Never get the silence at the start correctly #180

Closed curiousbee2020 closed 1 year ago

curiousbee2020 commented 1 year ago

I'm trying to transcribe any audio that begins with silence (e.g., https://www.youtube.com/watch?v=QzWCrkvbJo0) as follows:

import stable_whisper model = stable_whisper.load_model('base') result = model.transcribe("in1-vocals.wav", language="en", suppress_silence=True, vad=True) result.to_tsv("in2.out", segment_level=True, word_level=False)

in1-vocals.wav is the vocals only (minus any music/noise background). This file has silence for the first ~7 seconds.

in2.out.tsv always begins the first segment at <1 second mark but it should begin it at ~7 seconds.

Anything I'm missing here?

Thanks!

jianfch commented 1 year ago

Hi, the first word would have a duration ~0.07 second because the audio was mark silent up to ~7.75 seconds. Since the new duration of word was below min_word_dur (0.1 second), the change was not applied.

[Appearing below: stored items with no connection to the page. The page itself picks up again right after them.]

PR #1689, opened 2024-09-19
feat: Implement Migration Controller

rschalo:
Fixes #N/A 

**Description**


pkg/controllers/migration/controller.go
```diff
@@ -0,0 +1,117 @@
...
+
+	v1 "sigs.k8s.io/karpenter/pkg/apis/v1"
+	"sigs.k8s.io/karpenter/pkg/operator/injection"
+)
+
+type Controller[T client.Object] struct {
+	kubeClient client.Client
+}
+
+func NewController[T client.Object](client client.Client) *Controller[T] {
```
njtran, line 45: Let's add some comments about why we need this controller and at a high level what it does

pkg/controllers/migration/controller.go
```diff
@@ -0,0 +1,117 @@
...
+
+	// update annotations on all CRs
+	for _, item := range list.Items {
+		if lo.HasKey(item.GetAnnotations(), v1.StoredVersionMigrated) {
+			continue
+		}
+		item.SetAnnotations(lo.Assign(item.GetAnnotations(), map[string]string{
+			v1.StoredVersionMigrated: "true",
+		}))
+		if err := c.kubeClient.Update(ctx, &item); err != nil {
```
njtran, line 70: Can't we do a strategic merge from?

pkg/controllers/migration/controller.go
```diff
@@ -0,0 +1,117 @@
...
+	}
+
+	// To get here, there shouldn't be any resources missing the annotation so filter for and update CRD
+	crdList := &apiextensionsv1.CustomResourceDefinitionList{}
+	if err := c.kubeClient.List(ctx, crdList); err != nil {
+		return reconcile.Result{}, fmt.Errorf("getting crds, %w", err)
+	}
+	// should filter tighter than this
+	crds := lo.Filter(crdList.Items, func(crd apiextensionsv1.CustomResourceDefinition, _ int) bool {
+		return strings.Contains(crd.ObjectMeta.Name, strings.ToLower(object.GVK(o).Kind))
```
njtran, line 82: We can't be exact about this? Why can't we ensure that the names are exactly the same?

pkg/controllers/migration/controller.go
```diff
@@ -0,0 +1,117 @@
...
+	o := object.New[T]()
+	list := &unstructured.UnstructuredList{}
+	list.SetGroupVersionKind(object.GVK(o))
+	if err := c.kubeClient.List(ctx, list); err != nil {
+		return reconcile.Result{}, fmt.Errorf("listing objects, %w", err)
+	}
+
+	// update annotations on all CRs
+	for _, item := range list.Items {
+		if lo.HasKey(item.GetAnnotations(), v1.StoredVersionMigrated) {
```
njtran, line 64: don't we want to assert that storedversion migrated is true? Could really go either way on this.

pkg/controllers/migration/controller.go
```diff
@@ -0,0 +1,117 @@
...
+			continue
+		}
+		item.SetAnnotations(lo.Assign(item.GetAnnotations(), map[string]string{
+			v1.StoredVersionMigrated: "true",
+		}))
+		if err := c.kubeClient.Update(ctx, &item); err != nil {
+			return reconcile.Result{}, fmt.Errorf("annotating: %w", err)
```
njtran, line 71: It's more convention to make it one continuous sentence with a bunch of comments. Worth putting in the gvk too though
```suggestion
			return reconcile.Result{}, fmt.Errorf("adding storage migration annotation %s, %w", insertGVKcode, err)
```

pkg/controllers/migration/controller.go
```diff
@@ -0,0 +1,117 @@
...
+		}
+	}
+
+	// To get here, there shouldn't be any resources missing the annotation so filter for and update CRD
+	crdList := &apiextensionsv1.CustomResourceDefinitionList{}
+	if err := c.kubeClient.List(ctx, crdList); err != nil {
+		return reconcile.Result{}, fmt.Errorf("getting crds, %w", err)
+	}
```
njtran, line 79: Don't we only want to get the specific CRDs that we own? Why do we need to get all of the CRDs?

njtran: you might be able to use reflection to get this

pkg/controllers/migration/controller.go
```diff
@@ -0,0 +1,117 @@
...
+	// should filter tighter than this
+	crds := lo.Filter(crdList.Items, func(crd apiextensionsv1.CustomResourceDefinition, _ int) bool {
+		return strings.Contains(crd.ObjectMeta.Name, strings.ToLower(object.GVK(o).Kind))
+	})
+	for _, crd := range crds {
+		stored := crd.DeepCopy()
+		crd.Status.StoredVersions = []string{"v1"}
+		if err := c.kubeClient.Status().Patch(ctx, &crd, client.MergeFromWithOptions(stored, client.MergeFromWithOptimisticLock{})); err != nil {
+			return reconcile.Result{}, fmt.Errorf("updating crd: %w", err)
```
njtran, line 88:
```suggestion
			return reconcile.Result{}, fmt.Errorf("updating crd, %w", err)
```

pkg/controllers/migration/controller.go
```diff
@@ -0,0 +1,117 @@
...
+}
+
+func (c *Controller[T]) Register(_ context.Context, m manager.Manager) error {
+	o := object.New[T]()
+	return controllerruntime.NewControllerManagedBy(m).
+		Named(fmt.Sprintf("migration.%s", strings.ToLower(reflect.TypeOf(o).Elem().Name()))).
+		For(o).
+		Watches(&apiextensionsv1.CustomResourceDefinition{}, CRDEventHandler(c.kubeClient)).
+		WithOptions(controller.Options{MaxConcurrentReconciles: 10}).
+		Complete(singleton.AsReconciler(c))
```
njtran, line 102: nice!

pkg/controllers/migration/controller.go
```diff
@@ -0,0 +1,117 @@
...
+}
+
+func CRDEventHandler(kubeClient client.Client) handler.EventHandler {
+	return handler.EnqueueRequestsFromMapFunc(func(ctx context.Context, o client.Object) (requests []reconcile.Request) {
+		crdList := &apiextensionsv1.CustomResourceDefinitionList{}
+		if err := kubeClient.List(ctx, crdList); err != nil {
+			return requests
```
jmdeal, line 109: nit: can we just return `nil` here and drop the named return variable? We lean away from these in general, and it's not being used in the final return anyway.
```suggestion
			return nil
```

pkg/controllers/migration/suite_test.go
njtran, line 1: are there any tests we need to add to make sure that the crd has the annotation? Or is this in a later PR in the provider?

pkg/controllers/migration/controller.go
rschalo: My thought is presence/absence of the annotation is sufficient to indicate migration.

pkg/controllers/migration/controller.go
```diff
@@ -0,0 +1,117 @@
...
+	}
+
+	return reconcile.Result{}, nil
+}
+
+func (c *Controller[T]) Register(_ context.Context, m manager.Manager) error {
+	o := object.New[T]()
+	return controllerruntime.NewControllerManagedBy(m).
+		Named(fmt.Sprintf("migration.%s", strings.ToLower(reflect.TypeOf(o).Elem().Name()))).
+		For(o).
```
jmdeal, line 99: Are we reconciling against the CRs or the CRDs? This `For` sets us to reconcile against the CRs, but the following `Watches` and the structure of the reconcile loop itself suggests we're reconciling against CRDs. The latter seems correct to me.

jmdeal: Seems like we could implement this in a single controller rather than 3 typed controllers. We could use an EventFilter to only look at CRDs which are part of one of our groups, and have a v1 storage version.

jmdeal (commented):
checkpointing

pkg/controllers/migration/controller.go
njtran: Sounds good to me

pkg/controllers/migration/controller.go
rschalo: Only issue is the NodeClass, right? Also, that introduces the need for a bunch of filtering for multiple CRs and then updating the CRD for each based on the state of CRs.

rschalo: IIUC this watches the CRDs so that it can list it from the shared informer and not as a hard list.

pkg/controllers/migration/controller.go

Lowering min_word_dur to 0.01 will fix it (note changing min_word_dur only works in the recent commit/latest version 2.7.2+):

result = model.transcribe("in1-vocals.wav", language="en",vad=True, min_word_dur=0.01)

The alternate is to use clamp_max():

result.clamp_max()
curiousbee2020 commented 1 year ago

Thank you for clarifying! Appreciate your responses.

Changing the min_word_dur to 0.01 does not seem to work for me on its own. Calling result.clamp_max() fixed the issue for me though.